Enter the Spaced Out! DLC. It theoretically provided me with an opportunity to return to ONI, but with options that expedite space-faring. But being the person that I am, I decided to launch Melancolony VII. Yeah, I accidentally skipped VI, but I may go back to it should I decided to run one of those unique Spaced Out! colonies that require space adventures sooner rather than later for resources.
The developers at Klei marginally increased the difficulty of the base asteroid to compensate for some of the game’s additions. For example, the research tree now requires handling radioactive materials, compelling me to watch a few YouTube tutorials so that I could optimize my uranium deposits’ output. The addition of cobalt and lead as metal ore and refined metal, respectively, allowed me to save my gold and iron ore exclusively for high thermal conductivity builds.
I once again breached the surface of my asteroid into space. I also found a teleporter that beams dupes right to a teleport receiver on another asteroid. Perhaps the anticipation of learning rocketry calculations all over again intimidated me from playing further. That, or waiting for what feels like an eternity to build my anti-meteor grid just bores me into playing something else.
Forspoken
Despite the gaming industry collectively panning Forspoken, I maintained my promise of supporting the game on “day one.” However, I changed up a little, purchasing the game not for myself, but for my sixteen-year-old daughter who has a penchant for open world games.
Using her as a guinea pig proxy, I observed her playthrough. I have to agree with the criticisms in regards to the poor dialogue. Frey swears worse than a combined company of sailors, so many F-bombs that Samuel L. Jackson sounds comparatively wholesome. In one specific dialog, Frey says to an NPC something to the effect of “I’m just blowing smoke up your ass,” and I experienced an epiphany, because I have never, ever heard anyone black say a phrase like that.
It is not new news that Asian development teams generally do not know how to depict black people. I do not know why Luminous Productions chose to portray Frey as a homeless, orphaned young black woman with a tenuous relationship between gangs and the police; I suspect that the end result reduces Frey into a tired pathological caricature.

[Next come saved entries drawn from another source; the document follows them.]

PR #8828, opened 2024-04-10
fix(public-share-auth): allow to create new documents in public share folder

### LINKED ISSUE #8691: Unable to create a file with Collabora in a Space accessed via an edit public link
Create an editable public link to a Space.

Access this link and create a new odt file.

It fails with X-Request-Id: 743a0be4-8862-46b8-9a03-baf7f9d7f827

Tested on https://ocis.ocis-wopi.released.owncloud.works/

rhafer:
The public share authentication middleware only allowed to open existing documents the /app/new route was missing.

Fixes #8691

### DIFF
--- a/changelog/unreleased/fix-adding-wopi-doc-on-public-share.md
+++ b/changelog/unreleased/fix-adding-wopi-doc-on-public-share.md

In regards to the claims that Frey is an unrelatable character, on one hand, these criticisms come from those who are accustomed to protagonists in Devil May Cry or Bulletstorm or Madworld or The House of the Dead: Overkill; if Frey were male, I think these agitators would be less-inclined to take umbrage with her. On the other hand, Frey’s unrelatability could be attributed to the fact that there are no black people are on Luminous Production’s development team, and therefore Frey is what a non-black people imagine a black woman to be. At most, Squeenix hired a few black people as consultants for Forspoken, but the principal elements of the game had already been set in stone by the time any feedback had been taken into consideration. So gamers are treated with a character that could have been better than what she is.